• [Problem to work on]: The entries below contain a stretch that opens with the line containing "This also checks" and closes with the line containing "and the string"; set down that stretch exactly, both ends included, and nothing else.

• [Information shown]:
PR #73, opened 2018-07-18
add protocol by code map

Stebalien:
and unexport the protocol by name map.

This also checks protocol definitions on *add* instead of at runtime.

### DIFF
--- a/codec.go
+++ b/codec.go
@@ -155,12 +155,6 @@ func sizeForAddr(p Protocol, b []byte) (skip, size int, err error) {
 		return 0, (p.Size / 8), nil
 	case p.Size == 0:
 		return 0, 0, nil
-	case p.Path:
-		size, n, err := ReadVarintCode(b)
-		if err != nil {
-			return 0, 0, err
-		}
-		return n, size, nil
 	default:
 		size, n, err := ReadVarintCode(b)
 		if err != nil {
--- a/protocol.go
+++ b/protocol.go
@@ -1,0 +1,129 @@
+package multiaddr
+
+import (
+	"fmt"
+	"strings"
+)
+
+// These are special sizes
+const (
+	LengthPrefixedVarSize = -1
+)
+
+// Protocol is a Multiaddr protocol description structure.
+type Protocol struct {
+	// Name is the string representation of the protocol code. E.g., ip4,
+	// ip6, tcp, udp, etc.
+	Name string
+
+	// Code is the protocol's multicodec (a normal, non-varint number).
+	Code int
+
+	// VCode is a precomputed varint encoded version of Code.
+	VCode []byte
+
+	// Size is the size of the argument to this protocol.
+	//
+	// * Size == 0 means this protocol takes no argument.
+	// * Size >  0 means this protocol takes a constant sized argument.
+	// * Size <  0 means this protocol takes a variable length, varint
+	//             prefixed argument.
+	Size int // a size of -1 indicates a length-prefixed variable size
+
+	// Path indicates a path protocol (e.g., unix). When parsing multiaddr
+	// strings, path protocols consume the remainder of the address instead
+	// of stopping at the next forward slash.
+	//
+	// Size must be LengthPrefixedVarSize.
+	Path bool
+
+	// Transcoder converts between the byte representation and the string
+	// representation of this protocol's argument (if any).
+	//
+	// This should only be non-nil if Size != 0
+	Transcoder Transcoder
+}
+
+var protocolsByName = map[string]Protocol{}
+var protocolsByCode = map[int]Protocol{}
+
+// Protocols is the list of multiaddr protocols supported by this module.
+var Protocols = []Protocol{}
+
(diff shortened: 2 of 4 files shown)


codec.go
```diff
@@ -155,12 +155,6 @@ func sizeForAddr(p Protocol, b []byte) (skip, size int, err error) {
 		return 0, (p.Size / 8), nil
 	case p.Size == 0:
 		return 0, 0, nil
-	case p.Path:
```
Stebalien: Redundant check.

protocol.go
```diff
@@ -0,0 +1,129 @@
...
+	"fmt"
+	"strings"
+)
+
+// These are special sizes
+const (
+	LengthPrefixedVarSize = -1
+)
+
+// Protocol is a Multiaddr protocol description structure.
```
Stebalien: Moved and documented.

protocol.go
```diff
@@ -0,0 +1,129 @@
...
+func AddProtocol(p Protocol) error {
+	if _, ok := protocolsByName[p.Name]; ok {
+		return fmt.Errorf("protocol by the name %q already exists", p.Name)
+	}
+
+	if _, ok := protocolsByCode[p.Code]; ok {
+		return fmt.Errorf("protocol code %d already taken by %q", p.Code, p.Code)
+	}
+
+	if p.Size != 0 && p.Transcoder == nil {
```
Stebalien: Check everything up-front.

protocol.go
```diff
@@ -0,0 +1,129 @@
...
+}
+
+func AddProtocol(p Protocol) error {
+	if _, ok := protocolsByName[p.Name]; ok {
+		return fmt.Errorf("protocol by the name %q already exists", p.Name)
+	}
+
+	if _, ok := protocolsByCode[p.Code]; ok {
+		return fmt.Errorf("protocol code %d already taken by %q", p.Code, p.Code)
+	}
```
Stebalien: O(1) duplicate checks...

protocols.go
```diff
@@ -40,156 +23,126 @@ const (
...
-	protoUNIX,
-}
-
 var (
-	protoIP4  = Protocol{P_IP4, 32, "ip4", CodeToVarint(P_IP4), false, TranscoderIP4}
-	protoTCP  = Protocol{P_TCP, 16, "tcp", CodeToVarint(P_TCP), false, TranscoderPort}
-	protoUDP  = Protocol{P_UDP, 16, "udp", CodeToVarint(P_UDP), false, TranscoderPort}
-	protoDCCP = Protocol{P_DCCP, 16, "dccp", CodeToVarint(P_DCCP), false, TranscoderPort}
-	protoIP6  = Protocol{P_IP6, 128, "ip6", CodeToVarint(P_IP6), false, TranscoderIP6}
+	protoIP4 = Protocol{
```
Stebalien: Easier to read.

protocols.go
```diff
@@ -40,156 +23,126 @@ const (
...
+	} {
+		if err := AddProtocol(p); err != nil {
+			panic(err)
+		}
 	}
-	return int(num), n, nil
+
+	// explicitly set both of these
+	protocolsByName["p2p"] = protoP2P
+	protocolsByName["ipfs"] = protoP2P
```
gpestana: `protocolsByCode[protoP2P.Code] = protoP2P` missing?

protocols.go
gpestana: Yes, much more readable now 👍

protocols.go
Stebalien: We set that in `AddProtocol`. Really, the "ipfs" one here isn't necessary. We only need this to set the "p2p" alias.

Stebalien:
I'll count that as a review.

cretz:
This change broke the ability for external packages to override a protocol by name (the map was exposed previously, now it is hidden). Is this by intention to not support protocol overrides by external packages?

Stebalien:
> This change broke the ability for external packages to override a protocol by name (the map was exposed previously, now it is hidden). Is this by intention to not support protocol overrides by external packages?

What do you mean by "override by name"? Protocols with the same name should have the same definition. If the current protocol definition doesn't fit your needs, we should define a new one. Redefining an existing protocol will just introduce incompatibilities.

cretz:
@Stebalien - Yeah, as a hack I was overridding the onion one because it is no good for v3 addresses (ref https://github.com/multiformats/multiaddr/issues/65). It was in my own bootstrapped DHT so I was not concerned w/ compatibility, but in retrospect, I should just probably add a new protocol and just stop using `/onion`.

cretz:
@Stebalien - I remember why I did it now, it's because the JS side doesn't easily allow you do add one dynamically (ref https://github.com/multiformats/js-multiaddr/issues/22). So between the not-all-onion-supporting onion protocol and the JS lib's lack of extensibility, there is very little that those that want to use libp2p across languages can do here unless they step in and fix/fork these things.

Stebalien:
If you have time, I'd submit a PR to both go and js for a new `onion3` protocol. I can push on the JS side (if you bug me) to get it merged.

• [Response to the exercise]:
This also checks protocol definitions on *add* instead of at runtime.

### DIFF
--- a/codec.go
+++ b/codec.go
@@ -155,12 +155,6 @@ func sizeForAddr(p Protocol, b []byte) (skip, size int, err error) {
 		return 0, (p.Size / 8), nil
 	case p.Size == 0:
 		return 0, 0, nil
-	case p.Path:
-		size, n, err := ReadVarintCode(b)
-		if err != nil {
-			return 0, 0, err
-		}
-		return n, size, nil
 	default:
 		size, n, err := ReadVarintCode(b)
 		if err != nil {
--- a/protocol.go
+++ b/protocol.go
@@ -1,0 +1,129 @@
+package multiaddr
+
+import (
+	"fmt"
+	"strings"
+)
+
+// These are special sizes
+const (
+	LengthPrefixedVarSize = -1
+)
+
+// Protocol is a Multiaddr protocol description structure.
+type Protocol struct {
+	// Name is the string representation of the protocol code. E.g., ip4,
+	// ip6, tcp, udp, etc.
+	Name string
+
+	// Code is the protocol's multicodec (a normal, non-varint number).
+	Code int
+
+	// VCode is a precomputed varint encoded version of Code.
+	VCode []byte
+
+	// Size is the size of the argument to this protocol.
+	//
+	// * Size == 0 means this protocol takes no argument.
+	// * Size >  0 means this protocol takes a constant sized argument.
+	// * Size <  0 means this protocol takes a variable length, varint
+	//             prefixed argument.
+	Size int // a size of -1 indicates a length-prefixed variable size
+
+	// Path indicates a path protocol (e.g., unix). When parsing multiaddr
+	// strings, path protocols consume the remainder of the address instead
+	// of stopping at the next forward slash.
+	//
+	// Size must be LengthPrefixedVarSize.
+	Path bool
+
+	// Transcoder converts between the byte representation and the string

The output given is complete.